____ Records to use

PR #4297, opened 2025-09-03
feat: use separate send sockets for discovery with IPv4 and IPv6

Oppen:
**Motivation**

**Description**

Closes #issue_number


jrchatruc:
Closed since we will handle this differently (see #4232)

PR #4301, opened 2025-09-03
feat(l1): added the allocator jemalloc

fedacking:
**Motivation**

We want to properly monitor the ram usage and test if we have improved performance with other allocators. For this, we started with jemalloc.

**Description**

- added the jemallocator to ethrex
- bumped the jemallocator version used in ethrex-replay
- added an endpoint to our rpc which allows us to view a flamegraph of inuse memory
- gated jemalloc as well as the profiling behind 2 new feature flags jemalloc and jemalloc-profiling respectively
- logging the corrent global allocator on start


edg-l:
I believe the profiling feature should be optional and off by default, since it has performance overhead

iovoid:
Maybe malloc_conf can be removed, instead requiring the user to enable it using the env variable [MALLOC_CONF](https://jemalloc.net/jemalloc.3.html#tuning)?

mpaulucci (approved):

rodrigo-o:
> I believe the profiling feature should be optional and off by default, since it has performance overhead

Now it is, as well as jemalloc, which by default is enabled. We have a `jemalloc_profiling` feature flag as optional which adds the profiling feature to the dependency as well as set the malloc_conf 

> Maybe malloc_conf can be removed, instead requiring the user to enable it using the env variable [MALLOC_CONF](https://jemalloc.net/jemalloc.3.html#tuning)?

For now we have the `profiling` feature of the dependency gated behind the `jemalloc_profiling` flag. We could remove this and use the env variable but we need to compile the dependency always with profiling in that case (as was done before).

crates/networking/rpc/rpc.rs
```diff
@@ -69,6 +69,80 @@ use tower_http::cors::CorsLayer;
...
 
+#[cfg(feature = "jemalloc_profiling")]
+use axum::response::IntoResponse;
+
+#[cfg(feature = "jemalloc_profiling")]
+pub async fn handle_get_heap() -> Result<impl IntoResponse, (StatusCode, String)> {
+    let Some(mutex) = jemalloc_pprof::PROF_CTL.as_ref() else {
+        return Err((
+            StatusCode::NOT_IMPLEMENTED,
+            "jemalloc profiling is not available (compile with `jemalloc_profiling` and make sure env_target is not msvc)".into(),
```
MegaRedHand: We should mention somewhere (maybe in this message) that this feature only works on Linux.

rodrigo-o: Yes! I'll add it

rodrigo-o: It's already done here: [jamalloc_pprof only works on linux, make that explicit in errors and …](https://github.com/lambdaclass/ethrex/pull/4301/commits/d2141022c37b2c18c0cd62dab263226bc8fdf6ad)

I also added checks for the os

crates/networking/rpc/Cargo.toml
```diff
@@ -32,6 +32,7 @@ tokio-util = { workspace = true, features = ["codec"] }
 reqwest.workspace = true
 sha3 = "0.10.8"
 sha2.workspace = true
+jemalloc_pprof={version="0.8.0", optional = true, features=["flamegraph", "symbolize"]}
```
MegaRedHand: Nit

```suggestion
jemalloc_pprof = { version = "0.8.0", optional = true, features = ["flamegraph", "symbolize"] }
```

crates/networking/rpc/rpc.rs
```diff
@@ -171,6 +245,11 @@ pub async fn start_api(
     let cors = CorsLayer::permissive();
 
     let http_router = Router::new()
+        .route("/debug/pprof/allocs", axum::routing::get(handle_get_heap))
+        .route(
+            "/debug/pprof/allocs/flamegraph",
+            axum::routing::get(handle_get_heap_flamegraph),
+        )
```
MegaRedHand, line 252: I think we should put these behind the `jemalloc_profiling` feature, just in case.

MegaRedHand (approved):

crates/networking/rpc/rpc.rs
rodrigo-o: right now they had a stub that fails informing about the feature, but I'll take a look if its clearer and do a follow up if thats the case!

jrchatruc (approved):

________

**What you have to do**.
The word "which" occurs on some lines of the entries. Work out how many such lines there are and reply with the number alone.

**Response to the exercise**.
2